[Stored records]

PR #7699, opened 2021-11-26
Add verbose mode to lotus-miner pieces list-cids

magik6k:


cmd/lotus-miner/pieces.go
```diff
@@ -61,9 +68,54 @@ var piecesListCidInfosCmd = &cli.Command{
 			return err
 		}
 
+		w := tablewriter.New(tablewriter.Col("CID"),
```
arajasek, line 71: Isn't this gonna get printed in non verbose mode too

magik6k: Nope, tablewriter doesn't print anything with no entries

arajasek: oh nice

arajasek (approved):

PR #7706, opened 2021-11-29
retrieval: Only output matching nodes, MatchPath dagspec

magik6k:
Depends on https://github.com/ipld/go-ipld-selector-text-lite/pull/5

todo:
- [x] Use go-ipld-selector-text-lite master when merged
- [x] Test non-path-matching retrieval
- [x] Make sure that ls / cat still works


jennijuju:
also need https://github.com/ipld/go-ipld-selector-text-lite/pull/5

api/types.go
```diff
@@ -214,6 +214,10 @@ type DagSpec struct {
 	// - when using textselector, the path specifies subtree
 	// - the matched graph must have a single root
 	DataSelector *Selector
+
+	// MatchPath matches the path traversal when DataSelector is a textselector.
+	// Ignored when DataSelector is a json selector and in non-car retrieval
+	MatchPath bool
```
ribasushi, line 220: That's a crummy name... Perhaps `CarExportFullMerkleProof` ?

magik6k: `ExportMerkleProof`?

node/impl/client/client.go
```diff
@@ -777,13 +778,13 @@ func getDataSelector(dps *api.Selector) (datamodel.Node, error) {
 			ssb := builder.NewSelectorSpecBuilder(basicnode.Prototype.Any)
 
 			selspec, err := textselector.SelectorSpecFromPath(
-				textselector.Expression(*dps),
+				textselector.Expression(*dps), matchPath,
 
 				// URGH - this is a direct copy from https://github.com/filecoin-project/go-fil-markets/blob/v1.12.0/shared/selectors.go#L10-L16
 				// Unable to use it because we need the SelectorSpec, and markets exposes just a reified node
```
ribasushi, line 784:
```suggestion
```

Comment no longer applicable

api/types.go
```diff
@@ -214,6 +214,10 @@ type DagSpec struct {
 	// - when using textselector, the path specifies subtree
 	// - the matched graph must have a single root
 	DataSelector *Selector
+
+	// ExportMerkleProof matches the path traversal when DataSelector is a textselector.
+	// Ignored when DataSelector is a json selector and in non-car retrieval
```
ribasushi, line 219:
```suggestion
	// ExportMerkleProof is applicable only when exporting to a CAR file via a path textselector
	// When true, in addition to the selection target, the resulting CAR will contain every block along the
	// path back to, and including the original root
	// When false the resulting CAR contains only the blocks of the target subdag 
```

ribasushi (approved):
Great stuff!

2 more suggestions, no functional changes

Prompt »
Copy every line above in which the string "ipld" shows up.

Solved problem »
Depends on https://github.com/ipld/go-ipld-selector-text-lite/pull/5
- [x] Use go-ipld-selector-text-lite master when merged
also need https://github.com/ipld/go-ipld-selector-text-lite/pull/5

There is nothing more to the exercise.